The end of the month is looming and no one can predict what will happen indeed it might all be a damp squib 

For those of you who were not here during the revolution 

Stock up on bottled water and essential items make sure you phone is well topped up. 

I heard that from the 28th June the 6th October/May bridges will be closed for repairs. 


Fill your car with petrol when you can.


----------



## Biffy (May 22, 2012)

On the 21st the MB are having a demo / protest / whatever you wish to call it - before what will happen on the 30/06.

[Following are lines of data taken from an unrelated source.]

PR #199, opened 2024-04-01
fetch: Fix fetching empty string

ZhouXing19:
The previous fix in #195 is problematic. The empty string should be imported as literallly empty string to cockroachdb, while the fix in #195 imported it as a string with 2 single quotes. 

- In #195, the crdb result:

```
x | y  |      z      
---+----+-------------
 1 | '' | 
 2 | '' | 'some text'
```

- It should be 
```
 x | y |     z     
---+---+-----------
 1 |   | NULL
 2 |   | some text
```

On the CRDB side, for both `IMPORT INTO` and `COPY FROM`, only when the entry is [a double quoted empty string](https://www.cockroachlabs.com/docs/stable/import-into#:~:text=When%20importing%20from%20CSV%20without%20nullif%2C%20empty%20values%20are%20interpreted%20as%20NULL%20by%20default%2C%20unless%20enclosed%20in%20double%20quotes.), it will be recognized as an empty string, rather than null. 

> When importing from CSV without nullif, empty values are interpreted as NULL by default, unless enclosed in double quotes. 

However, the `Wrtie` function of `encoding/csv` doesn't add double quotes to empty string. So this PR imported the `moltcsv` that is based on `encoding/csv` and allow overriding the quoting behavior for empty strings, if and only if they are for notnull columns.

----

This PR in general fixes the edge case where an empty string is wrongly imported as NULL. For example, this is what we had previously:

- PG
```
CREATE TABLE notnulltable (x int primary key, z text);
INSERT INTO notnulltable VALUES (1, null), (2, 'NULL'), (3, '');
```

- CRDB
```
psql 'postgres://root@localhost:26257/defaultdb?sslmode=disable' -c "\pset null 'REALNULL'" -c "SELECT * FROM notnulltable"
----
Null display is "REALNULL".
 x |    z     
---+----------
 1 | REALNULL
 2 | NULL
 3 | REALNULL
(3 rows)
```

with the change, it now gives

- CRDB
```
psql 'postgres://root@localhost:26257/defaultdb?sslmode=disable' -c "\pset null 'REALNULL'" -c "SELECT * FROM notnulltable"
----
Null display is "REALNULL".
 x |    z     
---+----------
 1 | REALNULL
 2 | NULL
 3 | 
(3 rows)
```

Jira ticket: https://cockroachlabs.atlassian.net/browse/CC-27668

Release note: Fix fetching empty string for not null columns.


dbtable/table.go
```diff
@@ -54,8 +54,31 @@ func (tm DBTable) String() string {
...
+
+func (cl ColumnListWithAttr) ColumnNames() []tree.Name {
+	res := make([]tree.Name, 0)
+	for _, c := range cl {
+		res = append(res, c.Name)
+	}
+	return res
+}
+
+func (cl ColumnListWithAttr) NotNullColIdxList() map[int]bool {
```
ryanluu12345, line 71: Nit: given that this actually returns a mapping a not a list, the naming is a bit imprecise. I'd prefer `NotNullColIdxMapping`

fetch/csv_pipe.go
```diff
@@ -82,12 +83,13 @@ func (p *csvPipe) Pipe(tn dbtable.Name) error {
...
 		}
-		if err := p.csvWriter.Write(record); err != nil {
+		emptyMap := make(map[int]bool)
+		if err := p.csvWriter.Write(record, t.Columns.NotNullColIdxList()); err != nil {
 			return err
 		}
 
 		if p.testingKnobs.TriggerCorruptCSVFile {
-			if err := p.csvWriter.Write([]string{"this", "should", "lead", "to", "an", "error"}); err != nil {
+			if err := p.csvWriter.Write([]string{"this", "should", "lead", "to", "an", "error"}, emptyMap); err != nil {
```
ryanluu12345, line 92: Why is this `emptyMap` now needed in the writer?

dbtable/table.go
ZhouXing19: Good point, renamed

fetch/csv_pipe.go
ZhouXing19: It's actually just a placeholder. Changed it into nil in this case.

moltcsv/writer.go
```diff
@@ -0,0 +1,195 @@
+// Copyright 2011 The Go Authors. All rights reserved.
```
ryanluu12345, line 1: Not sure I have the most context on this writer, but it looks like it's doing what it needs to: handling the case where there is an empty string but not null properly. Now I understand why we pass in the mapping here. Leave this to Jeremy for a second look

ZhouXing19:
I updated this PR with the last commit that covers the case with nullable columns as well. Now, regardless of the nullability of a column, the mapping from source to target is:

- "NULL" (a string with 4 chars) -> "NULL"
- "" (an empty string) -> ""
- NULL (a null value) -> NULL

The change might be ugly to you, but I can't think of a better way. Have added in-line comments and updated e2e tests too. Thanks again for being patient with me!

e2e/testdata/pg/null.ddt
```diff
@@ -3,17 +3,19 @@ psql 'postgres://postgres@localhost:5432/defaultdb' -c "DROP TABLE IF EXISTS not
 ----
 
 exec silent
-psql 'postgres://postgres@localhost:5432/defaultdb' -c "INSERT INTO notnulltable VALUES (1, '', null), (2, '', 'some text');"
+psql 'postgres://postgres@localhost:5432/defaultdb' -c "INSERT INTO notnulltable VALUES (1, '', null), (2, '', 'NULL'), (3, '', '');"
 ----
 
 exec
-psql 'postgres://postgres@localhost:5432/defaultdb?sslmode=disable' -c "SELECT * FROM notnulltable"
+psql 'postgres://postgres@localhost:5432/defaultdb?sslmode=disable' -c "\pset null 'REALNULL'" -c "SELECT * FROM notnulltable"
```
Jeremyyang920, line 10: Great use of the setting to differentiate the values!

fetch/dataexport/dataexport.go
```diff
@@ -94,19 +85,37 @@ func scanWithRowIterator(
...
 				fmtFlags = tree.FmtExport | tree.FmtPgwireText
 			case *tree.DString:
-				// TODO(janexing): is there a better way to distinguish an empty string?
-				const quotedEmptyStr = "''"
-				if t.String() == quotedEmptyStr && columnNamesWithNotNullAttr[i].notNull {
-					fmtFlags = tree.FmtSimple
+				fmtFlags = tree.FmtExport | tree.FmtParsableNumerics | tree.FmtPgwireText
+				compEmptyStrRes, err := t.CompareError(comparectx.CompareContext, &emptyStr)
+				if err != nil {
+					return errors.Wrapf(err, "cannot check if the datum %s is empty string", t)
```
Jeremyyang920, line 91: nit: "error checking if the datum %s is an empty string"

fetch/dataexport/dataexport.go
```diff
@@ -94,19 +85,37 @@ func scanWithRowIterator(
...
+				}
+				// If this is an empty string, further check if this is a null.
+				if compEmptyStrRes == 0 {
+					compResForNull, err := t.CompareError(comparectx.CompareContext, tree.DNull)
+					if err != nil {
+						return errors.Wrapf(err, "cannot check if the datum %s is tree.DNull", t)
```
Jeremyyang920, line 97: nit: error checking if the datum %s if of type tree.DNull

Jeremyyang920 (approved):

And judging by the measure that Morsi is preparing around the presidential palace it would seem that he is expecting alot of trouble on the 30th!


----------



## Guest (Jun 17, 2013)

It sounds big but it could be a flop like protests in the past that had similar aims. The Egyptian Armed Forces and military police are being deployed on all main roads ahead of the protest on June 28th. In the statement released they said this is to prevent violence and bloodshed and protect institutions. That they're not picking sides and will not be used to oust anyone therefore addressing those that have been calling for a military-coup.

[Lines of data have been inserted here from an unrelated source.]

PR #202, opened 2024-04-03
molt-nightly.sh: add explicit fetch args for each test case

ryanluu12345:
Release Note: None

Test Run:
https://teamcity.cockroachdb.com/buildConfiguration/Internal_Molt_MoltNightly/14690863?hideProblemsFromDependencies=false&hideTestsFromDependencies=false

Experts here say that going back to a military leadership would be going backwards for Egypt. Also that they don't think this Tamarod or "Rebel" demonstration is going to be enough to oust the Muslim Brotherhood led government. That this group should go ahead and hold their demonstration and put pressure on the government, but then take the Tamarod Petition and use it as a voter registration or roll call of sorts. Then organize communication among this group and continue to reach out to the moderate Muslim population for votes in order to compete in the next election and beat the better organized Muslim Brotherhood in the political trenches. That's a democratic process.


----------



## MaidenScotland (Jun 6, 2009)

zaytoona said:


> It sounds big but it could be a flop like protests in the past that had similar aims. The Egyptian Armed Forces and military police are being deployed on all main roads ahead of the protest on June 28th. In the statement released they said this is to prevent violence and bloodshed and protect institutions. That they're not picking sides and will not be used to oust anyone therefore addressing those that have been calling for a military-coup.
> 
> Experts here say that going back to a military leadership would be going backwards for Egypt. Also that they don't think this Tamarod or "Rebel" demonstration is going to be enough to oust the Muslim Brotherhood led government. That this group should go ahead and hold their demonstration and put pressure on the government, but then take the Tamarod Petition and use it as a voter registration or roll call of sorts. Then organize communication among this group and continue to reach out to the moderate Muslim population for votes in order to compete in the next election and beat the better organized Muslim Brotherhood in the political trenches. That's a democratic process.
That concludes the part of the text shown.